PR #4347, opened 2017-03-01
fire sourcedata when source metadata and tiles are loaded

mollymerp:
This PR does a couple things in order to make the `sourcedata` event more useful for users:
- for vector tile sources, we currently fire `sourcedata` when the tilejson loads, but that is not really useful for users, so this PR will fire the event when the source + all tiles in the current viewport are loaded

===============

Exactly as written, restate every record in the listing.

PR #4347, opened 2017-03-01
fire sourcedata when source metadata and tiles are loaded

mollymerp:
This PR does a couple things in order to make the `sourcedata` event more useful for users:
- for vector tile sources, we currently fire `sourcedata` when the tilejson loads, but that is not really useful for users, so this PR will fire the event when the source + all tiles in the current viewport are loaded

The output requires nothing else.